Thanks for the input. I just got my car yesterday... So what is the over 3GB download about? I don't think map cache can take over 3GB or any music, what is the car downloading?


----------



## firelegend (Jun 6, 2018)

maybe updated maps


----------



## Eli (Apr 11, 2018)

Mine has been connecting to "daws.tesla.services" for hours last night. Apparently that server hosts map tile data used by autopilot.


----------



## TrevorK (Jan 2, 2018)

I just got a 5.3GB download a couple of hours ago. Biggest yet, I think! No notification yet, but this seems like more than just maps...


----------



## ronmis (Jul 10, 2018)

How are y’all tracking bandwidth per device on your router?


----------



## TrevorK (Jan 2, 2018)

It's a feature of Google Wifi (consumption by device) .


----------



## Reliev (Jun 3, 2017)

Don't want to jump to conclusions but did anyone see this last night?


----------



## Sweni (Mar 29, 2018)

I got that same 5.3 GB download today


----------



## plankeye (Oct 17, 2016)

32.5?


----------



## GDN (Oct 30, 2017)

Could be updated map files, etc, but you never know, twas supposed to be this week. Another thread or two similar to this one I think as well. 

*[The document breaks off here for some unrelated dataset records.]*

PR #182, opened 2020-08-25
MDS Custom Field Date component uses Calendar component

bennapp:
## Motivation
[MDS Custom Field Date component uses Calendar component](https://www.pivotaltracker.com/story/show/173315112)

## PR upkeep checklist

- [x] Change log entry
- [x] Label(s)
- [x] Assignee(s)
- [x] Deployment URL: https://mavenlink.github.io/design-system/webinf-calendar-for-cf-date-173315112/
- [ ] Green Bigmaven CI check


src/components/calendar/calendar.jsx
```diff
@@ -102,8 +102,14 @@ function Calendar(props) {
     setActiveDate(newDate);
   }
 
+  function handleDateSelection(date) {
+    props.onDateSelected(date);
```
Bloodyaugust, line 106: We should probably swap this line with the one below, or move it into a separate `useImperativeHandle` so that retrieving the value with a future ref `value` API will receive the new value, not the old one.

src/components/custom-field-input-date/custom-field-input-date.jsx
```diff
@@ -78,41 +88,84 @@ const CustomFieldInputDate = forwardRef(function CustomFieldInputDate(props, ref
...
+    setExpanded(!expanded);
+  }
+
+  function onInputKeyDown(event) {
+    if (event.key === 'Enter' || event.key === 'Space') {
+      setExpanded(!expanded);
+    }
+  }
+
+  function onKeyDown(event) {
```
Bloodyaugust, line 111: Should we also capture `keyDown` events from the `Calendar`, to support this same effect when the `Calendar` is focused? 🤔

src/components/custom-field-input-date/custom-field-input-date.test.jsx
```diff
@@ -159,6 +160,37 @@ describe('src/components/custom-field-input-date/custom-field-input-date', () =>
     });
   });
 
+  describe('calendar icon', () => {
+    it('opens to the correct date on click and closes when clicking away', () => {
```
Bloodyaugust, line 164: Do we have coverage for this functionality when the user clicks into the text area of the input as well?

bennapp: We have coverage for this now!

src/components/calendar/calendar.jsx
bennapp: I think the date passed in here is the new value.

src/components/custom-field-input-date/custom-field-input-date.jsx
bennapp: We do handle this when the calendar is focused; that is accomplished with `handleDropdownClose`.

bennapp:
@juanca and @Bloodyaugust this is ready for review! ty ty!

src/components/calendar/calendar.jsx
juanca: It looks like we don't have an imperative handle. This can be refactored when we do implement an imperative handle.

Basically, what @Bloodyaugust was trying to point out:

The state of the component is _not_ up-to-date when we call `props.onDateSelected(date)`. Yes, we did use the new `date` value. But the component's state is not representative of it.

This is evident when we expose the value of the calendar on an imperative handle (maybe we will never do this?):

- A React component is basically a state machine
- On an event handler, all we should ever be doing is setting state: `setSelectedDate(date)`
- As a state transition (`useEffect(..., [state])`), we should be calling external callbacks: `props.onDateSelected(...)`

```jsx
function Calendar(props, ref) {
  const [selectedDate, setSelectedDate] = useState()

  useImperativeHandle(ref, () => {
    selectedDate: selectedDate,
  })

  useEffect(() => {
    props.onSelectedDateChange(selectedDate)
  }, [selectedDate])

  function handleSelectedDateChange(event) {
    setSelectedDate(event.target.value)
  }

  return (
    <SomeJsX />
  )
```

src/components/calendar/calendar.jsx
```diff
@@ -76,6 +76,24 @@ function Calendar(props) {
...
+  useEffect(() => {
+    if (selectedDate && defaultDate && !isSameDate(selectedDate, defaultDate)) {
+      setSelectedDate(defaultDate);
+      setFocusedDate(defaultDate);
+
+      setYear(highlightedDate.getFullYear());
+      setMonth(highlightedDate.getMonth());
+      setActiveDate(defaultDate);
+    }
+  }, [defaultDate]);
```
juanca, line 88: We might want to only run this when we get a new `props.value` instead of a new `new Date` object. Every date object is different.

e.g. 

```
> new Date() === new Date()
< false
```

src/components/calendar/calendar.jsx
```diff
@@ -76,6 +76,24 @@ function Calendar(props) {
...
+
+  useEffect(() => {
+    if (activeDate.getMonth() !== month || activeDate.getFullYear() !== year) {
+      setMonth(activeDate.getMonth());
+      setYear(activeDate.getFullYear());
+    }
+  }, [activeDate]);
```
juanca, line 95: Let's double check whether we need this useEffect.

- I think the Calendar was already working well without it (since this updates the highlighted date when the active date changes)
- I think updating the highlighted date state is already taken care of in the useEffect for `props.value` (above).

src/components/custom-field-input-date/custom-field-date.css
```diff
@@ -0,0 +1,21 @@
+@import '../../styles/spacing.css';
+@import '../../styles/colors-v2.css';
+
+.input-icon {
+  composes: input-icon from '../__internal__/abstract-custom-field/abstract-custom-field.css'; /* stylelint-disable-line css-modules/composed-class-names */
```
juanca, line 5:
```suggestion
  composes: input-icon from '../__internal__/abstract-custom-field/abstract-custom-field.css';
```

src/components/custom-field-input-date/custom-field-date.css
```diff
@@ -0,0 +1,21 @@
...
+  pointer-events: auto;
+  height: 18px;
+  width: 18px;
+}
+
+.date-input input::-webkit-inner-spin-button,
```
juanca, line 11: Does this work in Chrome, Firefox, Safari, and/or Edge?

src/components/calendar/calendar.jsx
Bloodyaugust: Thanks for explaining better than I did, @juanca. 😅

src/components/calendar/calendar.jsx
Bloodyaugust: That, or if we want to maintain running it every time the `render` is invoked, we could just move it to an IIFE.

src/components/custom-field-input-date/custom-field-date.css
Bloodyaugust: I'm gonna guess it doesn't. Do we not have an autoprefixer for these "experimental" selectors?

src/components/custom-field-input-date/custom-field-date.css
```diff
@@ -12,3 +13,9 @@
   display: none;
   -webkit-appearance: none;
 }
+
+.calendar-container {
+  position: absolute;
+  background-color: var(--white);
+  z-index: 2147483647;
```
Bloodyaugust, line 23: Magic numbers on `z-index` always make me nervous. If there's a future where for instance we want to display a tooltip while hovering over the calendar, this might make it impossible (or at least very difficult, with a need to move it to a different z-stack).

I think it's fine for now, but we should probably have a map of `z-index` values somewhere in documentation and backfill for components like this.

Bloodyaugust (approved):
LGTM! Nice changes on the calendar styling, and it sounds like we wanna implement the `forwardRef` and `useImperativeHandle` edition later, so the stateful stuff can wait. I'll let Juanca decide on if his reqs are blocking or no.

src/components/calendar/calendar.jsx
bennapp: This is needed when a user changes the date-input, we want the calendar's month / year to respond accordingly.

src/components/custom-field-input-date/custom-field-date.css
bennapp: It works on chrome, firefox, safari (I haven't yet tested Edge)

bennapp: It works in Edge too 🥳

What tool are you watching your network traffic with? I've got Fing, and Orbi, but neither are good at watching specific bandwidth.


----------



## Reliev (Jun 3, 2017)

Google WiFi I had 2 orbis before gave it to my father in law love the software of Google WiFi .

@SoFlaModel3 did you get the same update? Trying to think who else has Google wifi.


----------



## GDN (Oct 30, 2017)

Thanks - wish I had the ability, but done with giving and letting Google skim so much information about me and my private life.


----------



## Reliev (Jun 3, 2017)

Fwiw I opted out for the wifi I understand people's concern though .


----------



## SoFlaModel3 (Apr 15, 2017)

relidtm said:


> Google WiFi I had 2 orbis before gave it to my father in law love the software of Google WiFi .
> 
> @SoFlaModel3 did you get the same update? Trying to think who else has Google wifi.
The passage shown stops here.